Le héros éponyme du roman de Herman Melville intitulé Bartleby le scribe, dont parlait ce matin Goran, est un employé aux écritures travaillant dans une officine de Wall Street qui, à chaque demande, à chaque requête qui lui est présentée, répond invariablement, inlassablement : « I would prefer not to », quelque chose comme : « J’préfère pas« , « J’préfèrerais pas« , formule dont le sens se situe quelque part entre le oui et le non, qui est plus proche du non que du oui, mais qui n’est cependant pas totalement non.
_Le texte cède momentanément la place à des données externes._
PR #145, opened 2019-11-07
[10.0][IMP] account_invoice_import_ubl remove optional listAgencyID of InvoiceTypeCode to parse the invoice type

acsonefho:
**Current behavior**
We receive XML invoices and the invoice type is not correct because we don't have the tag `listAgencyID`.

**Fix**
As the tag (`listAgencyID`) seems optional, just remove it to read the `InvoiceTypeCode`.
(+ Adapt the unit test to ensure it's correctly parsed.)

I really don't know why Travis fail. I check the issue about partner_id is missing but I think it comes from another module.


acsonefho:
@alexis-via Can I have your opinion about that please? :)
Thanks!

alexis-via (approved):

alexis-via:
Fine for me.

PR #149, opened 2019-12-12
[MIG] base_zugferd: Migration to 11.0 (base_factur-x)

yucer:
#70 with the proper rename

PR #150, opened 2019-12-12
[11.0][MIG] base_zugferd: Migration to 11.0 (base_factur-x) 

yucer:
A new attempt of #149 . Now including only the addon to be migrated. 

The last commit is just the last state of the repository files and can be discarded when merging although it should give no conflicts.


yucer:
Last try in #158.

PR #158, opened 2019-12-13
[11.0][MIG] base_zugferd: Migration to 11.0 (base_factur-x)

yucer:
A new attempt of #150 , with the rename of the module references in the translation files and the path of the xsd files to load.


yucer:
Did a mistake here... closing...

PR #170, opened 2020-02-10
[12.0] Port Factur-X generation stack from v10 to v12

alexis-via:
This PR depends on https://github.com/OCA/community-data-files/pull/83 and https://github.com/OCA/edi/pull/169


alexis-via:
One thing I forgot to mention: I updated the name of the module to use "facturx" instead of "factur-x". In fact, it is not a good thing to use a dash in the name of a module because you can't import it:
from odoo.addons.account_invoice_factur-x ==> it will throw an error.
For the module account_e-invoice_generate, it's too late, we should rename it for v13.

PR #173, opened 2020-02-13
[12.0][MIG] account_invoice_import_invoice2data

alexis-via:


alexis-via:
Incredible ! Green Travis with invoice2data on the first Travis run ! I didn't expect it to be so easy this time! Hopefully, Travis has a more recent OS now, which makes things much easier.

PR #589, opened 2022-05-18
[15.0][FIX] edi_storage_oca: Fix errors with get done/failed directories

jcoux:
When trying to get done/failed directoris, if we don't found it on SFTP
server, we ignore the error.

Current implementation only ignore `FileNotFoundError`, but depending of
the SFTP server, we can have `OSError` instead of.

This PR allow to also ignore `OSError`.

### DIFF
--- a/edi_storage_oca/components/base.py
+++ b/edi_storage_oca/components/base.py
@@ -1,10 +1,12 @@
 # Copyright 2020 ACSONE
 # @author: Simone Orsi <simahawk@gmail.com>
 # License LGPL-3.0 or later (http://www.gnu.org/licenses/lgpl).
-
+import logging
 from pathlib import PurePath
 
 from odoo.addons.component.core import AbstractComponent
+
+_logger = logging.getLogger(__file__)
 
 
 class EDIStorageComponentMixin(AbstractComponent):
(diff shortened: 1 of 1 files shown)


edi_storage_oca/components/base.py
```diff
@@ -65,4 +67,14 @@ def _get_remote_file(self, state, filename=None, binary=False):
             # (the date will never match)
             return self.storage.get(path.as_posix(), binary=binary)
         except FileNotFoundError:
+            _logger.info(
+                f"Ignored FileNotFoundError when trying to "
+                f"get file {filename} into path {path} for state {state}"
```
simahawk: please use std log msg interpolation, eg: `_logger.info("Bla bla %s", foo)`

simahawk (changes requested):
Can you rewrite the commit msg please?
Eg: 
```
edi_storage_oca: improve error handling

When trying to get done/failed directories,
if we don't found it on SFTP server, we ignore the error.

Current implementation only ignores FileNotFoundError,
but depending on the SFTP server, we can have OSError.
```
In particular:
1. odoo version is not needed and confusing when back/forward porting
2. [FIX] is redundant w/ the msg
3. Is nice to have the explanation in the commit (which BTW is used automatically for the PR description when open it).

simahawk (approved):
LG. Would you mind backporting to v14?

jcoux:
> Would you mind backporting to v14?

https://github.com/OCA/edi/pull/590

yankinmax (approved):

PR #591, opened 2022-05-20
edi_oca: allow to override dt for exchange filename

jcoux:
Backported on https://github.com/OCA/edi/pull/592

By setting specific timezone and datetime format on exchange type
advanced settings, we can easily override the datetime used for generation of
exchange record filename.

### DIFF
--- a/edi_oca/models/edi_exchange_type.py
+++ b/edi_oca/models/edi_exchange_type.py
@@ -1,9 +1,14 @@
 # Copyright 2020 ACSONE SA
+# Copyright 2022 Camptocamp SA (https://www.camptocamp.com).
 # @author Simone Orsi <simahawk@gmail.com>
 # License LGPL-3.0 or later (http://www.gnu.org/licenses/lgpl).
 import logging
+from datetime import datetime
+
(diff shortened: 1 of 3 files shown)


SilvioC2C (approved):

damdam-s (approved):

edi_oca/models/edi_exchange_type.py
```diff
@@ -134,12 +143,30 @@ def _check_backend(self):
             if rec.backend_id.backend_type_id != rec.backend_type_id:
                 raise exceptions.UserError(_("Backend should respect backend type!"))
 
+    def _make_exchange_filename_datetime(self):
+        """
+        Returns current datetime (now) using filename pattern
+        which can be set using advanced settings.
```
simahawk, line 149: Didn't notice this on 14.0 but not a blocker:

```suggestion
        """Returns current datetime (now) using filename pattern.
        
        The pattern can be configured using `filename_pattern` key in advanced settings.
```
Next time, don't change it now as it is the same on 14.0.

simahawk (approved):

PR #595, opened 2022-05-20
[14.0] sale_order_import: increase test coverage

simahawk:
The wizard is almost not tested at all and there are several methods that are not even used at all.

Depends on:

- [x] #596


simahawk:
For `get_xml_files_from_pdf` apparently it should come from bs.document.import inheritance as done here https://github.com/OCA/edi/blob/cce308bbbe625a44f406bc127a48654ea445f9a5/account_invoice_import/wizard/account_invoice_import.py#L23 but I think we should remove the necessity for such intheritance and use `bs.document.import` explicitly.

Also, in the wizard there's a kind of abandoned support for CSV import which should come from `sale_order_import_csv` but it's nowhere to be seen.

@alexis-via can you enlighten me pls? :pray:

simahawk:
As for CSV import, found: https://github.com/OCA/edi/blob/10.0/sale_order_import_csv/wizard/sale_order_import.py 
It's ported only to v10. I would take the occasion to support adding more supported formats but remove all the pseudo machinery for imports that are not available at all.

OTOH it's probably better to refactor everything in v15 and/or v16 and get rid of all these mastodon-tic models using components -> plug by default the EDI framework.

simahawk:
I've added 22% more test cov and cleaned up some duplicated code. ATM I'm not willing to spend more time on this because I see too many things to refactor as a lot of logic is duplicated here and there (and not tested) across modules and it would be probably better to start fresh w/ new modules w/ a modular design in mind.

SilvioC2C (approved):
LGTM

ivantodorovich (approved):

ivantodorovich:
needs rebasing

PR #596, opened 2022-05-23
[14.0] Add pdf_helper: stop copy/pasting code :)

simahawk:
While working on https://github.com/OCA/edi/pull/595 I've found that in sale_order_import the PDF support is broken and going down the rabbit hole I found we have duplicated pieces of code to handle PDFs which are not even tested.

This module aims to provide a tool that can be shared across different modules.
In other repos we have some copy/pasted methods for splitting PDF pages: we might want to move the here too.


pdf_helper/utils.py
```diff
@@ -0,0 +1,73 @@
...
+        """
+        res = {}
+        with BytesIO(self.pdf_file) as fd:
+            xmlfiles = self._extract_xml_files(fd)
+            for filename, xml_obj in xmlfiles.items():
+                root = self._extract_xml_root(xml_obj)
+                if not root:
+                    continue
+                res[filename] = root
+                _logger.debug(
```
simahawk: this logging must be removed

TDu (approved):

SilvioC2C (approved):
LGTM

ivantodorovich (approved):
LG

PR #573, opened 2022-04-27
[14.0][IMP][FIX] account_invoice_import_invoice2data add line support and additional partner fields

bosd:
[a121bb6d-91b3-4233-b89a-af9dd03a6cf1.webm](https://user-images.githubusercontent.com/11499387/231365074-3e690dee-9345-4798-94f9-ad7bd1ef6ffb.webm)

add support for:
Invoice lines

- [x] `discount` 
- [x] `price_subtotal` 
- [x] `date_start` + `date_end`
- [x] `uom_dict`
    - [x] `unece_code`
    - [x] `name` 
- [x] Product dict 
    - [x] `barcode`
    - [x] `code`
- [x] tax dict 
    - [x] `amount`
    - [x]  `vat_percent`
    - [x] `price_include` True of False (preparation for future Support for ATI All tax included) 
- [x] Invoice line notes // upstream support in account_invoice_import to be implemented
- [x] Invoice line sectionheader // upstream support in account_invoice_import to be implemented

partner fields:
- [x] Chamber of Commerce Number
- [x] bic
- [x] iban
- [x] note
- [x] phone
- [x] street
- [x] street2
- [x] city
- [x] zip
- [x] country_code

Global invoice fields:
- [x] note (will be imported in the chatter)
- [x] narration  (no support yet in account_invoice_import) Will be imported in bottom of invoice page

- [x] Improve documentation

todo:
- [x] add unit tests and test invoice

Leave other keys and values in tact so they could be processed by addons downstream.

related to issue: https://github.com/OCA/edi/issues/568

Keep compatability with template builder: https://github.com/OCA/edi/pull/399
Use standard field names: https://github.com/invoice-x/invoice2data/pull/313#issuecomment-1079958934

PR #597, opened 2022-05-25
[14.0] Add lines management to create multiline invoices

MTantin:
Multiline invoice creation is not supported yet.

I propose those modifications to accept multiline creation.

Invoice2data library accept format (with parser or not) to extract invoice line by line with regex.
the result is stored in "lines" field as json list.
I iterate over this list to prepare data for account_invoice_import submodule.

### DIFF
--- a/account_invoice_import_invoice2data/tests/test_invoice_import.py
+++ b/account_invoice_import_invoice2data/tests/test_invoice_import.py
@@ -3,10 +3,13 @@
 # License AGPL-3.0 or later (http://www.gnu.org/licenses/agpl).
 
 import base64
+import logging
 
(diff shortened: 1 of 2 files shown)


bosd:
Thanks for all your efforts.
There is already a PR for this. 
Please review: https://github.com/OCA/edi/pull/573

As it does not include tests, do you want to contribute your tests code in that pr.

bosd:
There is already a PR for this. 
Please review: https://github.com/OCA/edi/pull/573

MTantin:
Thx @bosd i didn't noticed this PR before, I'll look at this and contibute if i can.

PR #600, opened 2022-06-02
[IMP]edi_purchase_oca: Add write listener

GuillemCForgeFlow:
@ForgeFlow

### DIFF
--- a/edi_purchase_oca/models/purchase_order.py
+++ b/edi_purchase_oca/models/purchase_order.py
@@ -19,3 +19,8 @@ class PurchaseOrder(models.Model):
         if self:
             self._event("on_button_cancel_purchase_order").notify(self)
         return result
+
+    def write(self, vals):
+        if self:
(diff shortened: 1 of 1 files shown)


edi_purchase_oca/models/purchase_order.py
```diff
@@ -19,3 +19,8 @@ def button_cancel(self):
         if self:
             self._event("on_button_cancel_purchase_order").notify(self)
         return result
+
+    def write(self, vals):
+        if self:
+            self._event("on_button_edit_purchase_order").notify(self, vals)
```
LoisRForgeFlow: better `on_write_purchase_order` to keep the same structure as the other

GuillemCForgeFlow: Perfect! Thanks :)

simahawk:
Are you sure we need this change? The `on_write` event is available by default on all models.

On n’est pas dans l’acceptation ; on n’est pas non plus totalement dans le refus franc ; on est dans l’entre deux de la réticence. Cette réticence, toutefois, est absolue : sous ses dehors polis et policés, le refus de Bartleby est total, absolu : au bout du compte, il ne fait pas, et ne fera jamais, ce qui lui est demandé. Ses paroles peuvent paraître empreintes de mollesse et d’incertitude ; mais les faits, eux, sont durs et solides comme un roc : il ne bougera pas d’un pouce.

Herman Melville a su ainsi capter, avec ce personnage,  sa formule favorite et sa façon d’être, quelque chose de fascinant. Bartleby est un peu le contraire de ce que la majorité d’entre nous sommes : nous tenons des propos durs et fiers, jouons les matamores mais, au pied du mur, avons souvent tendance à oublier nos belles paroles pour épouser un pragmatisme plus tranquille et confortable : faites ce que je dis ; ne faites pas ce que je fais. Bartleby est l’exact contraire. Il ne paie pas de mine, il ne se paie pas de mots mais ce qu’il a dit qu’il ne ferait pas, il le fera pas. Définitivement. Sans aucune hésitation, sans aucun recul, avec une totale fidélité à lui-même.

Il ne bouge pas, il ne dévie pas d’un pouce. Son inertie est une force absolue.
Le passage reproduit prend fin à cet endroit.